Subtitles section Play video
- I think one of the good new applications
of data science is in the medical field.
Like in drug delivery or cancer treatment.
- I think a very interesting one
is how now companies can use all the information
they're gathering from their customers
to actually develop new products
that respond to the needs
of the customers.
- A good new application of data science
was the high trending news of Pokémon Go.
So they used Ingress.
They used data of the Ingress app.
The last app of the same company
and they choose the locations
for Pokémons and gyms
according to data from the last app.
So they learned with their errors.
- Google Search is an application of data science.
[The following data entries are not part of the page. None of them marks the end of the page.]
PR #1252, opened 2023-05-29
[docs] add docs: how to insert into a non-null column with nullable column

leaves12138:
### Purpose

With issue: how to insert into a non-null column with nullable column. One work around method.

see: https://github.com/apache/incubator-paimon/issues/1048


JingsongLi (approved):
+1

PR #1258, opened 2023-05-29
[flink] Support sync multiple database

s7monk:
fix https://github.com/apache/incubator-paimon/issues/1161

### Purpose

Support sync multiple database

### Tests

YES.

### API and Format

NO.

### Documentation

YES.


paimon-flink/paimon-flink-common/src/test/java/org/apache/paimon/flink/action/cdc/mysql/MySqlSyncDatabaseActionITCase.java
```diff
@@ -479,6 +479,70 @@ private void testTableAffixImpl(Statement statement) throws Exception {
         waitForResult(expected, table2, rowType2, primaryKeys2);
     }
```
yuzelin, line 481: We need to test if the schema can be merged correctly.

yuzelin (commented):
Thanks for your contributing. Left some comments.

PR #1263, opened 2023-05-30
[flink] Fix kafka hybrid restore enumerator

JingsongLi:
### Purpose

Restore kafka source should not throw NPE exception.


yuzelin (approved):
LGTM.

The Google Search, whenever we want to search anything.
So I think its all because of data science.
Whatever Google is now, it's all because of data science.
- Augmented reality is my favorite
new implementation of data science.
I think you can't look at a new technology
and not see data science in there
but augmented reality is the one
I'm just the most excited about.
The ability to walk around and see things on walls
or around us that aren't really there.
Pokémon's just the start.
- So what has happened is that now the tools are available
and datasets are available,
people are applying them with not much diligence
and I think one of the strange cases
which got reported in the newspapers is about the story
of a father walking into a Target store in the US
and complaining about the fact
that the Target was sending mails to his teenage daughter
about diapers and milk, baby formula.
He was angry with them.
He said, "Why would you like
"for my teenage daughter to have a baby?"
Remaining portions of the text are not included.